Rob Dube is an Entrepreneurs' Organization (EO) member in Detroit, speaker, author and proponent of mindful leadership. He is president and co-founder of imageOne, a document lifecycle management provider and a 2017 Forbes Small Giant. Rob is passionate about delivering extraordinary experiences for his team members, customers and community. We asked him how mindful behaviors can impact leadership. Here's what he shared.
People sometimes assume leaders are more adept at rising above the roadblocks and stressors of everyday life. However, leaders face a unique kind of stress, and managing it can be challenging. When you're a mindful leader, you intentionally put strong disciplines in place to manage the stresses and heighten your energy, awareness and creativity.
I view being a leader as a gift because it provides the unique opportunity to make a difference in the lives of others. I take the responsibility that comes with this gift very seriously and try to make the most it, constantly studying how to best utilize leadership skills to make a positive impact.
Following are five positive behaviors that mindful leaders exhibit. Are these part of your daily discipline? If so, you are likely enhancing the lives and careers of your team members. If not, there's good news: these are easy to incorporate.
1. You remain completely focused when people talk to you.
During meetings, do you give your team your full attention? When an employee approaches you with a problem, can you resist the urge to begin solving it in your head and instead listen without judgment?
It's a fact that our minds are constantly full of chatter― studies suggest that our minds wander during nearly half of our waking hours. But we have a choice: Do we surrender to that phenomenon, or do we train our attention and give our full, complete presence to the task at hand?
2. You make thoughtful decisions.
Every decision involves a certain level of bias, judgment and emotion. As leaders, we make countless decisions every day―are you making them with your head or your heart? A mindful leader uses both.
When you pause and bring awareness to your biases, judgments and emotions, you empower better decisions. Check in ―are your emotions tricking you into thinking that you're making the right decision when you're actually just fulfilling an emotional response? Do a quick mental and emotional check, make the decision and move on. Mindfulness builds the awareness muscle in your head to mindfully regulate emotions, helping you better assess and make decisions without judgment.

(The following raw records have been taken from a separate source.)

PR #23, opened 2022-09-04
ARM now can execute a MOV immediate instruction with S = 0

gallottino:
MOV implementation with related test.

### DIFF
--- a/src/arm7tdmi.rs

3. You empower team members.
When a team member comes to you with an issue or challenge, do you ask questions and allow them to reach their own conclusions? Do you compliment or reward great decisions? Do you use poor decisions as a teaching opportunity? Team member performance improves when they feel empowered and unconditionally trusted. Often, employees will make a different decision than you would have made, but there's more than one solution to every problem. My good friend and mentor, Gino Wickman, taught me that it's not about who's right, it's about what's right.
Your team can only be as strong as you are. Mindful leaders give their full attention and presence, and notice employees' strengths and successes on an entirely new level. They are more patient with weaknesses and eagerly partner to drive successes.

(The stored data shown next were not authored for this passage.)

PR #29, opened 2022-09-06
Add Data Processing (ALU) Core

AlessandroGrassi99:
I implemented [this](https://rust-console.github.io/gbatek-gbaonly/#--arm-opcodes-data-processing-alu) (the chunk with ">" on the left)
```
  Bit    Expl.
  31-28  Condition
  27-26  Must be 00b for this instruction
  25     I - Immediate 2nd Operand Flag (0=Register, 1=Immediate)
  24-21  Opcode (0-Fh)               ;*=Arithmetic, otherwise Logical
           0: AND{cond}{S} Rd,Rn,Op2    ;AND logical       Rd = Rn AND Op2
           1: EOR{cond}{S} Rd,Rn,Op2    ;XOR logical       Rd = Rn XOR Op2
           2: SUB{cond}{S} Rd,Rn,Op2 ;* ;subtract          Rd = Rn-Op2
           3: RSB{cond}{S} Rd,Rn,Op2 ;* ;subtract reversed Rd = Op2-Rn
           4: ADD{cond}{S} Rd,Rn,Op2 ;* ;add               Rd = Rn+Op2
           5: ADC{cond}{S} Rd,Rn,Op2 ;* ;add with carry    Rd = Rn+Op2+Cy
           6: SBC{cond}{S} Rd,Rn,Op2 ;* ;sub with carry    Rd = Rn-Op2+Cy-1
           7: RSC{cond}{S} Rd,Rn,Op2 ;* ;sub cy. reversed  Rd = Op2-Rn+Cy-1
           8: TST{cond}{P}    Rn,Op2    ;test            Void = Rn AND Op2
           9: TEQ{cond}{P}    Rn,Op2    ;test exclusive  Void = Rn XOR Op2
           A: CMP{cond}{P}    Rn,Op2 ;* ;compare         Void = Rn-Op2
           B: CMN{cond}{P}    Rn,Op2 ;* ;compare neg.    Void = Rn+Op2
           C: ORR{cond}{S} Rd,Rn,Op2    ;OR logical        Rd = Rn OR Op2
           D: MOV{cond}{S} Rd,Op2       ;move              Rd = Op2
           E: BIC{cond}{S} Rd,Rn,Op2    ;bit clear         Rd = Rn AND NOT Op2
           F: MVN{cond}{S} Rd,Op2       ;not               Rd = NOT Op2

>   20     S - Set Condition Codes (0=No, 1=Yes) (Must be 1 for opcode 8-B)
>   19-16  Rn - 1st Operand Register (R0..R15) (including PC=R15)
>               Must be 0000b for MOV/MVN.
>   15-12  Rd - Destination Register (R0..R15) (including PC=R15)
>               Must be 0000b (or 1111b) for CMP/CMN/TST/TEQ{P}.
>   When above Bit 25 I=0 (Register as 2nd Operand)
>     When below Bit 4 R=0 - Shift by Immediate
>       11-7   Is - Shift amount   (1-31, 0=Special/See below)
>     When below Bit 4 R=1 - Shift by Register
>       11-8   Rs - Shift register (R0-R14) - only lower 8bit 0-255 used
>       7      Reserved, must be zero  (otherwise multiply or undefined opcode)
>     6-5    Shift Type (0=LSL, 1=LSR, 2=ASR, 3=ROR)
>     4      R - Shift by Register Flag (0=Immediate, 1=Register)
>     3-0    Rm - 2nd Operand Register (R0..R15) (including PC=R15)
>   When above Bit 25 I=1 (Immediate as 2nd Operand)
>     11-8   Is - ROR-Shift applied to nn (0-30, in steps of 2)
>     7-0    nn - 2nd Operand Unsigned 8bit Immediate

```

4. You sleep well at night.
Making sleep a priority may seem like a small thing, but it can't be overstated. A good night's sleep allows you to be more mindful during the day and enjoy extraordinary interactions. Sure, things won't always go perfectly― we can only control the way we show up, not outcomes. Mindful leaders tend to stop, slow down and breathe―even if just for a moment. Letting go of an emotional decision made during a crisis or worrying about an unresponsive customer takes practice, but for leaders who learn to let go before drifting into sleep, the next day will start with a fresh set of ideas and energy to counteract those situations. If your mind's keeping you up at night, you're missing the balance that mindfulness provides.
5. You have a regular meditation practice.
Our lives are busy, but meditation is worth prioritizing. We are so busy that researchers coined a term for the unique experience of leaders: power stress. It means we're more susceptible to stress because of the demands of authority, the inherent loneliness of being at the top, and knowing our daily decisions affect team members' lives. Outside of work, we have obligations to our families, communities, and ourselves as leaders. Sitting for 5-20 minutes each day makes a measurable difference in your leadership. Research has proven that 20 minutes of meditation a day is not time lost; it is time gained.
Developing these five practices takes commitment and discipline, but most leaders I know have that in abundance. Make it a personal challenge and commit to being more mindful in the next 90 days. Then survey your team to ask if they noticed a difference. By just taking that first leap, you begin your journey toward mindful leadership.